## Task details
Search each line below for the word "IllegalPathException" and list those that contain it.
*** Exercise material Section Begins ***
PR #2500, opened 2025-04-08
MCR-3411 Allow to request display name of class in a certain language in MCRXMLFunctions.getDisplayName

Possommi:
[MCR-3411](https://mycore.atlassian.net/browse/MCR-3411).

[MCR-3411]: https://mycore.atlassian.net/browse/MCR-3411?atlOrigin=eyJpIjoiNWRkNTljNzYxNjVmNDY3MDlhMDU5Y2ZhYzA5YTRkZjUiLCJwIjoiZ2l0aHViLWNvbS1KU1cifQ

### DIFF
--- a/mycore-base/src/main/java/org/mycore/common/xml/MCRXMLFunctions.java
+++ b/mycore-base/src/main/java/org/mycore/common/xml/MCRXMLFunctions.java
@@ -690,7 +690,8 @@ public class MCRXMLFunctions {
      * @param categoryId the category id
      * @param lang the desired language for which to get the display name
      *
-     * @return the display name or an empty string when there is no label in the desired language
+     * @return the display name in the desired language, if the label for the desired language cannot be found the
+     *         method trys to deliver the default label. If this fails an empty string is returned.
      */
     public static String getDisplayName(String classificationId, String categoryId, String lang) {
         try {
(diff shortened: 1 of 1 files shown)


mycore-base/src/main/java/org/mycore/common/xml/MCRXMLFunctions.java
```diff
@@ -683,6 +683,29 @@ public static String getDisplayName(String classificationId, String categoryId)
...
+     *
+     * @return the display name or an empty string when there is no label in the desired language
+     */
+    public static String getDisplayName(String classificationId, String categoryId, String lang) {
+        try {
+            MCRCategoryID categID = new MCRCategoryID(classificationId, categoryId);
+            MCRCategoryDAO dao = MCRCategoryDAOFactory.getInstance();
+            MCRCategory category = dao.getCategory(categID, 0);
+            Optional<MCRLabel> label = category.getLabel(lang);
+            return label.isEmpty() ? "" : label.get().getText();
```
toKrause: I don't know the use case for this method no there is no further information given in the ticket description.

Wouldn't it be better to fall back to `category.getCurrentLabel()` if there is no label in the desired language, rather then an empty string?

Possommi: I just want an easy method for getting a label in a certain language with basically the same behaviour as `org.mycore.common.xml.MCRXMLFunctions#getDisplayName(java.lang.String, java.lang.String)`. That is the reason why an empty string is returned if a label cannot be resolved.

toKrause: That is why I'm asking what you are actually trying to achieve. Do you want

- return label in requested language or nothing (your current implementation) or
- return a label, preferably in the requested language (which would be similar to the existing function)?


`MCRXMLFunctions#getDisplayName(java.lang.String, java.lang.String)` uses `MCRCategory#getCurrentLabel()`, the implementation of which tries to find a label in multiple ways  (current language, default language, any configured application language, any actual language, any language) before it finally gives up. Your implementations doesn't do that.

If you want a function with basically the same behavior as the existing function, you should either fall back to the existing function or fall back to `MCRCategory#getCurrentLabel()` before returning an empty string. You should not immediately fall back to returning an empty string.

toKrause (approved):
*** Exercise material Section Ends ***
*** Exercise material Section Begins ***
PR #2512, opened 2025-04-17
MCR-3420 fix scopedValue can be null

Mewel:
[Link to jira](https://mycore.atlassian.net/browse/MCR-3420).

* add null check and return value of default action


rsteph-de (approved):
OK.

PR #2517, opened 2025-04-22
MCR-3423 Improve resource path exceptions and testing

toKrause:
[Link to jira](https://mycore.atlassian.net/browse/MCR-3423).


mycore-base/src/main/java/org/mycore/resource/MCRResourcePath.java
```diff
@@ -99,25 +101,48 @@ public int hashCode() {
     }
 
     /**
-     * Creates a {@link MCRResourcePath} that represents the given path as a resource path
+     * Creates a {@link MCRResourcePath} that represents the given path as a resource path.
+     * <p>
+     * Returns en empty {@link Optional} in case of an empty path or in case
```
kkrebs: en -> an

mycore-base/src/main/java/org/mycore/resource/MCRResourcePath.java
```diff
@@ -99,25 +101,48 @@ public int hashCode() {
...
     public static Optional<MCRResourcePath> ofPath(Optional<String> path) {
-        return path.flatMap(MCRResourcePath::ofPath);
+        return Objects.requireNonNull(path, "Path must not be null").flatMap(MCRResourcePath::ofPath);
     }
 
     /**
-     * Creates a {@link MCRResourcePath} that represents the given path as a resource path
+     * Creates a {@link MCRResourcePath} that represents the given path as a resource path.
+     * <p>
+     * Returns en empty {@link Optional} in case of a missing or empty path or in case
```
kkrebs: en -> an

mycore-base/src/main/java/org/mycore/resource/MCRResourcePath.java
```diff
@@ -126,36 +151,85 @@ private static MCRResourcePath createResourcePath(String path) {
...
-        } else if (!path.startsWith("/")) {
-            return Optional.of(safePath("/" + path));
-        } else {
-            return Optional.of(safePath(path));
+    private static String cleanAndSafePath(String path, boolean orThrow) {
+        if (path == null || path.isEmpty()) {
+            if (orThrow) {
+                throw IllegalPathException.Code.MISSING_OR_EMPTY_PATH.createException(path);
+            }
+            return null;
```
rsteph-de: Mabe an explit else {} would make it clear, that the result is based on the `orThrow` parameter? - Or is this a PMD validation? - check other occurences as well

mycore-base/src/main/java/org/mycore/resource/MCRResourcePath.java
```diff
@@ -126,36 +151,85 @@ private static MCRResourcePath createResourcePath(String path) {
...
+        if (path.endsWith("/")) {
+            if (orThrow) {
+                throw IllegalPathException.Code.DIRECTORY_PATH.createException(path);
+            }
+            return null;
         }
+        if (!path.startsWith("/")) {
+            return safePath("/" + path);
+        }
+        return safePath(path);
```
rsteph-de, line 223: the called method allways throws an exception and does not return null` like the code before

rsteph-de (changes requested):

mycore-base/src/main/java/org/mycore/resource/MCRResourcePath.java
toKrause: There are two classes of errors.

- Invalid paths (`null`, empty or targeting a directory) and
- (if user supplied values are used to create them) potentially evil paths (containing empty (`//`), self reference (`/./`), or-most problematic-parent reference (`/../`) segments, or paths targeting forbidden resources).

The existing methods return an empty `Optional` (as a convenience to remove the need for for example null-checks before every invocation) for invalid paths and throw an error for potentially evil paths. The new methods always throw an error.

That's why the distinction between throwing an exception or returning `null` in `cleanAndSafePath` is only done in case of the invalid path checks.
*** Exercise material Section Ends ***
## Exercise response
+                throw IllegalPathException.Code.MISSING_OR_EMPTY_PATH.createException(path);
+                throw IllegalPathException.Code.DIRECTORY_PATH.createException(path);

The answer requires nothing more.